Over the next several months, schools will examine social studies textbooks to prepare for the April 1, 2003 state selection deadline. When districts select books that were approved by the State Board of Education, the cost is covered by Texas’ Permanent School Fund. Districts must use local funds to purchase books that failed to be placed on the State’s approved lists.

“Schools will be making difficult decisions,” said Chris Patterson, director of education research for the Foundation. “Teachers will be reviewing dozens of books to decide which books do the best job covering material that students must master for new state assessments.”

The Foundation’s review offers schools information about academic quality, readability, teaching styles and instructional focus of textbook choices. The review was conducted by 16 teachers and professors, mostly employed in classrooms and universities throughout Texas; textbooks were evaluated by at least one teacher and professor to give both an instructional and a subject area perspective.

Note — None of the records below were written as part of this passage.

PR #699, opened 2025-05-13
Add displayCartExtraProductInfo hook

jf-viguier:
| Questions         | Answers
| Description?      | Add displayCartExtraProductInfo hook
| BC breaks?        | no
| Deprecations?     |  no
| Fixed ticket?     | Fixes https://github.com/PrestaShop/PrestaShop/discussions/38692
| Sponsor company   | Creabilis.com
| How to test?      | See issue

### DIFF
--- a/templates/checkout/_partials/cart-detailed-product-line.tpl
+++ b/templates/checkout/_partials/cart-detailed-product-line.tpl
@@ -92,6 +92,8 @@
       </div>
     {/foreach}
 
+    {hook h='displayCartExtraProductInfo' product=$product}
+
     <div class="product-line__prices product-line__item">
       <div class="product-line__current">
         <span class="price">{$product.price}</span>


Hlavtox (approved):

ps-jarvis:
PR merged, well done!

nicosomb:
No QA here? 🤔 

@matks

Hlavtox:
@nicosomb Not needed, it's only a smarty hook and the syntax is identical to all other simmilar hooks. I verified it on a live store.

Hlavtox:
@nicosomb But thanks for keeping an eye on things, as always.

jolelievre:
Sorry, @Hlavtox but even though we agree there's little risk in this modification it's not up to you to unilaterally decide that QA is not needed and ignore this step by using your privileges to merge...

Remember, with great power comes great responsibility 😅 Just a kind warning: if you keep abusing those privileges, I'm afraid we'll be forced to revoke your merge authorisations

Hlavtox:
@jolelivre Jo, this topic again. :-) I’ve seen much more impactful PRs merged without QA and no warnings were issued. If we’re going to strictly enforce rules, I’m all for it — but it should be done consistently, not selectively.

ShaiMagal:
@Hlavtox @jolelievre @nicosomb 
I think that this PR does not need any QA.
**However, I am not against QA having to be done on every PR.**
But it would be good to define it clearly so that there are no mistakes. If we are not able to distinguish which PRs need QA and which do not, then why not just solve QA everywhere and only then do the merge after QA?

WDYT guys?
We need to stick together and not argue about someone "abusing" their powers.
**Let's be united and move PrestaShop forward together.**

matks:
@ShaiMagal @Hlavtox One simple solution that has been followed in the past is

1. We see a PR that seems eligible to be tested by a developer or does not require testing at all because CI tests it all
2. We ask a QA analyst whether he/she agrees with that opinion
3. QA analyst says "Yes, I agree, let's go" and PR can be merged without QA

At the end of the day QA analysts are the ones deciding whether or not they should test it 😉

jolelievre:
Yep, to put it simply we just need to ask the QA if its ok to merge it

PR #769, opened 2025-09-11
[A11Y][ps_searchbar] improve accessibility

ga-devfront:
| Questions         | Answers
| Description?      | improve ps_searchbar module accessibility
| BC breaks?        | no
| Deprecations?     | no
| Fixed ticket?     | N/A
| How to test?      | --

### DIFF
--- a/src/js/modules/ps_searchbar.ts
+++ b/src/js/modules/ps_searchbar.ts
@@ -89,10 +89,12 @@ const initSearchbar = () => {
 
           if (productLink && productTitle && productImage) {
             productLink.href = product.canonical_url;
+            productLink.id = "result_product_option_" + product.id_product.toString();
             productTitle.innerHTML = product.name;
-
+            
             if (product.cover) {
               productImage.src = product.cover.small.url;
+              productImage.alt = product.cover.legend;
             } else {
               productImage.innerHTML = '';
             }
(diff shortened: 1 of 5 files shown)


tblivet (changes requested):
- When the search is cleared using clear button with keyboard, focus is lost, so we need to reassign it to the search input.
- Add an `aria-label` to the product link to prevent screen readers from announcing both the image name and the link text, which would cause duplicate announcements.

src/js/modules/ps_searchbar.ts
```diff
@@ -94,28 +138,208 @@ const initSearchbar = () => {
...
+          // Make clear button tabbable when search results are shown
+          searchClear?.setAttribute('tabindex', '0');
+          searchDropdown?.classList.remove('d-none');
+          currentResultIndex = -1; // Reset navigation index
+
+          // Update ARIA expanded state
+          searchInput.setAttribute('aria-expanded', 'true');
+
+          // Add keyboard navigation to result links and make them non-tabbable
+          const resultLinks = searchResults.querySelectorAll<HTMLAnchorElement>('.ps-searchbar__result-link');
```
tblivet, line 303: I think we should add this inside selector map ?

tblivet (approved):

tblivet (approved):

AureRita (approved):
Hi @ga

Thank you for your PR, I tested it and it seems to works : 

- All interactive elements in the search component are navigable and usable with the keyboard. :heavy_check_mark: 
- Visible focus indicators appear on all interactive components. :heavy_check_mark: 
- The close button is usable via keyboard and includes an accessible name. :heavy_check_mark: 
- Role="search" is present on the appropriate container. :heavy_check_mark: 
- No visual or functional regressions occur on desktop or mobile devices. :heavy_check_mark: 

Because the PR seems to works as expected, It's QA :white_check_mark:  

Thank you

ps-jarvis:
PR merged, well done!

PR #792, opened 2025-10-20
Fix the page position after submitting email subscription form

SharakPL:
| Questions         | Answers
| Description?      | When the email subscription form is submitted from the bottom of the page:<br>obraz<br>... it tries to return the page at `#blockEmailSubscription_{$hookName}` but such id doesn't exist in the template. This PR fixes it.
| Type?             | bug fix
| BC breaks?        | no
| Deprecations?     | no
| Fixed ticket?     | ~
| Sponsor company   | ~
| How to test?      |  1. Subscribe with a valid email<br>  2. Notice the page reloads with specific `#` pointer in the URL, but stays on top nevertheless, preventing the user from seeing the feedback right away.<br>  3. Apply this PR and repeat 1-2. This time page will position itself at the newsletter block with the feedback alert.

### DIFF
--- a/modules/ps_emailsubscription/views/templates/hook/ps_emailsubscription.tpl
+++ b/modules/ps_emailsubscription/views/templates/hook/ps_emailsubscription.tpl
@@ -5,7 +5,7 @@
 
 {$componentName = 'email-subscription'}
 
-<div class="{$componentName} px-0 py-4">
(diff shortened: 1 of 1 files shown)


ga-devfront:
Yes, we do need to remove it, thank you for pointing that out.

Issue #734, opened 2025-07-08
Mobile Search bar fault


MerseyRay:
Im mobile view, upon page load, the following is present

<img width="436" height="56" alt="Image" src="https://github.com/user-attachments/assets/d8acd6c1-f5ef-46b4-84be-c9f8bd3e19b0" />

Then when a search is performed and jquery fills up the results we get this

<img width="432" height="223" alt="Image" src="https://github.com/user-attachments/assets/ba54720f-2b48-46c7-97ef-b594978332f6" />

But if the cancel button is pressed, the results are removed, but also the ul container is removed, so the search will not work again until a page reload has happened.

<img width="456" height="21" alt="Image" src="https://github.com/user-attachments/assets/927702df-9fd2-4561-be0d-6b9248f73b0f" />

tblivet:
Resolved in Hummingbird v2 ✅

PR #796, opened 2025-10-25
On mobile: focus on searchinput on offcanvas open

tswfi:
| Questions         | Answers
| Description?      | On mobile view focus on the searchinput when the offcanvas search is shown. Also clear the search when the offcanvas is hidden
| BC breaks?        | no
| Deprecations?     | no
| Fixed ticket?     | Touches on issue #734 (the actual issue was already fixed before but when testing I noticed that this could be improved a bit)
| Sponsor company   | 
| How to test?      | On mobile view click on the search icon to get the offcanvas search to show, the focus should be on the input field and if a mobile phone is used the keyboard is shown. If input field contains text when closing the view then reopening the view should have the old search cleared and the focus again for a new search.

Note: someone with better understanding on the offcanvas functionality could chime in on if the timeout is even necessary or not :)

### DIFF
--- a/src/js/modules/ps_searchbar.ts
+++ b/src/js/modules/ps_searchbar.ts
@@ -98,6 +98,16 @@ const initSearchbar = () => {
     }
   });
 
+  // Focus on searchField on mobile canvas open
+  searchCanvas?.addEventListener('shown.bs.offcanvas', () => {
+    if (searchInput) {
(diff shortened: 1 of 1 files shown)


tswfi:
rebasing this is not practical. opened a new pr https://github.com/PrestaShop/hummingbird/pull/805

PR #797, opened 2025-10-25
Poweruser search, use / to focus on searchinput

tswfi:
| Questions         | Answers
| ------------------| -------------------------------------------------------
| Description?      | Poweruser search. Use `/` to focus on the searchInput field
| Type?             | new feature
| BC breaks?        | no
| Deprecations?     | no
| Fixed ticket?     | -
| Sponsor company   | 
| How to test?      | Open a page and type `/` , check that search input is focused (and on mobile the offCanvas is open) and ready for searching. Check that the / can still be typed on input fields elsewhere (the search focus should only happen if you are not in a input field already)

PR #806, opened 2025-11-10
Poweruser search, use / to focus on searchinput

tswfi:
| Questions         | Answers
| Description?      | Poweruser search. Use / to focus on the searchInput field
| BC breaks?        | no
| Deprecations?     | no
| Fixed ticket?     | -
| Sponsor company   | 
| How to test?      | Open a page and type / , check that search input is focused (and on mobile the offCanvas is open) and ready for searching. Check that the / can still be typed on input fields elsewhere (the search focus should only happen if you are not in a input field already)

this replaces pr #797

### DIFF
--- a/src/js/modules/ps_searchbar.ts
+++ b/src/js/modules/ps_searchbar.ts
@@ -29,9 +29,9 @@ const initSearchbar = () => {
   const searchClear = document.querySelector<HTMLElement>(SearchBarMap.searchClear);
   const searchUrl = searchWidget?.dataset.searchControllerUrl;
 
-  // For powerusers `/` goes to search :)
-  // TODO: this should probably be in a totally new "shortcuts" module that does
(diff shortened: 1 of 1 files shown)


nicosomb:
FYI, this shortcut is used on some browsers (for example, Firefox) to open the browser's search form.

tswfi:
> FYI, this shortcut is used on some browsers (for example, Firefox) to open the browser's search form.

the browser probably wins there..

I wonder if there is a best practice for this defined somewhere...

ga-devfront:
However, ` ctrl ` **+** ` k ` opens the search function in the **Chrome browser** (same as ` / ` for **Firefox**).
I completely understand the PR's intention, which I think is very good, but I don't know if it's going to backfire...

Hlavtox:
I think I can call myself a poweruser, I navigate most of everything by keyboard shortcuts, but I have never heard or used of a slash for search.

Search is CTRL+F. :-)

PR #810, opened 2025-11-12
Update rating based on the future release of the module.

### LINKED ISSUE #809: Product comments gets hidden after js refresh - bad div?
This button "Write your opinion" gets removed after changing a combination for example. I think the hook could be in a wrong div.

Image

tblivet:
| Questions         | Answers
| Description?      | Update rating based on the future release of the module productcomments.
| Type?             | bug fix
| BC breaks?        | no
| Deprecations?     | no
| Fixed ticket?     | --
| How to test?      | Should use `dev` version of `productcomments` module to test the fix: https://github.com/PrestaShop/hummingbird/issues/809

### DIFF
--- a/src/js/modules/productcomments.ts
+++ b/src/js/modules/productcomments.ts
@@ -799,6 +799,7 @@ class ProductListReviews {
 
     prestashop.on(events.updatedProduct, () => {
       this.loadProductListReviews();
+      ProductCommentsRating.initProductRatingSystem();
     });
   }
 


ga-devfront (approved):

boherm (approved):

AureRita (approved):
Hi @tblivet 

Thank you for your PR, I tested it and it seems to works as you can see, we still have correctly the stars for each combination : 

https://github.com/user-attachments/assets/9b37b6d3-42cf-45c0-9328-bf3b16bd4052



Tested on : 
9.0.x 
develop

Thank you

PR #897, opened 2026-01-12
Feat add missing hook displayAddressSelectorBottom

tblivet:
| Questions         | Answers
| Description?      | Feat add missing hook displayAddressSelectorBottom
| BC breaks?        | no
| Deprecations?     | no
| Fixed ticket?     | --
| How to test?      | --

### DIFF
--- a/templates/checkout/_partials/steps/addresses.tpl
+++ b/templates/checkout/_partials/steps/addresses.tpl
@@ -116,5 +116,14 @@
         {/if}
       </div>
     </form>
+
+    {capture name="address_selector_bottom"}{hook h='displayAddressSelectorBottom'}{/capture}
+    {if $smarty.capture.address_selector_bottom}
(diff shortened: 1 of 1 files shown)


ga-devfront (approved):

Hlavtox:
Ahhh, ok, I see. No need to worry about margins for example.

But! Watch out with this in case of the JS refreshed blocks by core.js, there must always be (for example) `<div class="product-discounts"></div>` even if empty.

tblivet:
@Hlavtox Yes, in some cases, due to how the core refreshes data, removing some blocks cannot be done.

ingridusta (approved):
Hi @tblivet, 

Your bug fix works perfectly. The hook is added : 

Capture d’écran 2026-01-13 à 17 39 15

Capture d’écran 2026-01-13 à 17 39 38

It's QA approved ✅

PR #380, opened 2020-08-18
Change pytest's basetemp in CI build script

pentschev:
This fixes A100 builds that are failing with errors like:

```python
E           OSError: could not create numbered dir with prefix pytest- in /tmp/pytest-of-jenkins after 10 tries
```


quasiben:
@rapidsai/admins can you merge?

pentschev:
Thanks @raydouglass !

Issue #395, opened 2020-08-28
[BUG] Enabling `rmm-managed-memory` without `rmm-pool-size`


ayushdg:
Starting a dask-cuda-worker with the `--rmm-managed-memory` flag without specifying the `--rmm-pool-size` argument does not work.  
```
dask-cuda-worker --rmm-managed-memory schedulerIP

Traceback (most recent call last):
  File "/opt/conda/envs/rapids/bin/dask-cuda-worker", line 33, in <module>
    sys.exit(load_entry_point('dask-cuda==0+untagged.1.g5389f07', 'console_scripts', 'dask-cuda-worker')())
  File "/opt/conda/envs/rapids/lib/python3.7/site-packages/dask_cuda-0+untagged.1.g5389f07-py3.7.egg/dask_cuda/cli/dask_cuda_worker.py", line 279, in go
  File "/opt/conda/envs/rapids/lib/python3.7/site-packages/click/core.py", line 829, in __call__
    return self.main(*args, **kwargs)
  File "/opt/conda/envs/rapids/lib/python3.7/site-packages/click/core.py", line 782, in main
    rv = self.invoke(ctx)
  File "/opt/conda/envs/rapids/lib/python3.7/site-packages/click/core.py", line 1066, in invoke
    return ctx.invoke(self.callback, **ctx.params)
  File "/opt/conda/envs/rapids/lib/python3.7/site-packages/click/core.py", line 610, in invoke
    return callback(*args, **kwargs)
  File "/opt/conda/envs/rapids/lib/python3.7/site-packages/dask_cuda-0+untagged.1.g5389f07-py3.7.egg/dask_cuda/cli/dask_cuda_worker.py", line 254, in main
  File "/opt/conda/envs/rapids/lib/python3.7/site-packages/dask_cuda-0+untagged.1.g5389f07-py3.7.egg/dask_cuda/cuda_worker.py", line 148, in __init__
  File "/opt/conda/envs/rapids/lib/python3.7/site-packages/dask/utils.py", line 1211, in parse_bytes
    s = s.replace(" ", "")
AttributeError: 'NoneType' object has no attribute 'replace'
```

Rmm allows having a managed memory allocator without enabling the pool allocator while the logic [here](https://github.com/rapidsai/dask-cuda/blob/branch-0.16/dask_cuda/cuda_worker.py#L139-L148) works only when both pool and managed memory are enabled simultaneously.

jakirkham:
[...]

PR #396, opened 2020-08-29
Parse pool size only when set

quasiben:
Fixes https://github.com/rapidsai/dask-cuda/issues/395

cc @ayushdg


pentschev:
@quasiben hope you don't mind, but I pushed equivalent changes to `LocalCUDACluster` as well as some tests.

pentschev (approved):

pentschev:
Thanks @quasiben , merging.

PR #397, opened 2020-09-10
Improve CUDAWorker scheduler-address parsing and __init__

necaris:
Allows `scheduler` argument to be optional, and uses `dask.config` to check the `scheduler-address` rather than dictionary lookup (this allows e.g. environment variables like `DASK_SCHEDULER_ADDRESS` to be correctly parsed)

### DIFF
--- a/dask_cuda/cuda_worker.py
+++ b/dask_cuda/cuda_worker.py
@@ -47,7 +47,7 @@ def _get_interface(interface, host, cuda_device_index, ucx_net_devices):
 class CUDAWorker:
     def __init__(
         self,
-        scheduler,
+        scheduler=None,
         host=None,
         nthreads=0,
         name=None,
--- a/dask_cuda/cuda_worker.py
+++ b/dask_cuda/cuda_worker.py
@@ -9,6 +9,7 @@ import warnings
 from toolz import valmap
 from tornado.ioloop import IOLoop
 
+import dask
 from distributed import Nanny
 from distributed.config import config
 from distributed.proctitle import (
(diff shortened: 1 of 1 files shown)


GPUtester:

GPUtester:

GPUtester:

jrbourbeau:
For context, setting the `DASK_SCHEDULER_ADDRESS` environment variable puts `scheduler_address` (note the underscore) into Dask's config system. We generally try to use `dask.config.get` when interacting with config values as it treats underscores and hyphens the same (xref https://github.com/dask/distributed/pull/2676) 

The `scheduler=None` change is so `CUDAWorker` can better handle other ways in which the scheduler address can be specified (e.g. `scheduler_file` or `scheduler-address` configuration option). There's additional logic here

https://github.com/rapidsai/dask-cuda/blob/381195162564be133339d82b033f58949e400941/dask_cuda/cuda_worker.py#L130-L134

that will still catch cases when no scheduler address is specified

quasiben:
ok to test

dask_cuda/cuda_worker.py
```diff
@@ -9,6 +9,7 @@
 from toolz import valmap
 from tornado.ioloop import IOLoop
 
+import dask
 from distributed import Nanny
 from distributed.config import config
```
quasiben, line 14:
```suggestion
```

Failing due to a linting issue:
> dask_cuda/cuda_worker.py:14:1: F401 'distributed.config.config' imported but unused

mrocklin: The canonical way to do this is to `import dask` and then use `dask.config.get`

mrocklin: Ah, I see that this is already done, and that you're just suggesting removing this.  Woot.

quasiben:
@necaris i made this change on your behalf -- hope you don't mind

quasiben (approved):
Thanks again @necaris

necaris:
@quasiben very welcome!

PR #398, opened 2020-09-11
CI TEST

madsbk:


jakirkham:
rerun tests

jakirkham:
Yeah there’s another issue in Distributed. Seems to just be out-of-date testing code. We have a fix in PR ( https://github.com/dask/distributed/pull/4154 ). It seems to work on the DGX-1. Though Ben ran into an issue on a workstation, the plan is to look at that issue in the morning.

pentschev:
It isn't clear to me, but I think this is just a PR to force CI runs, is that correct? Can we close it?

“Reviewers found clear distinctions in the quality of the textbooks,” noted Mrs. Patterson. “Even though the most academically sound textbooks will give students a profound educational advantage, few schools have resources to thoroughly review each textbook, so our review can be a valuable aid for teachers.”

This year’s selection of textbooks represents an important step toward ensuring that students in Texas public schools learn the state’s social studies curriculum, adopted in 1997, said Mrs. Patterson. “New textbooks offer an opportunity to remedy the widespread, pervasive ignorance of history demonstrated by students throughout the nation.”

But none of new social studies textbooks contain enough history, according to the Foundation’s review. Textbooks are written to cover the topics that state policymakers identify must be taught and tested, and history has been short-changed, added Patterson.

The Foundation’s review identifies the history missing from new textbooks and lists history education resources available on the World Wide Web.

The Foundation’s review represents an investment of close to $100,000 in the effort to improve social studies textbooks and history education in Texas and throughout the nation.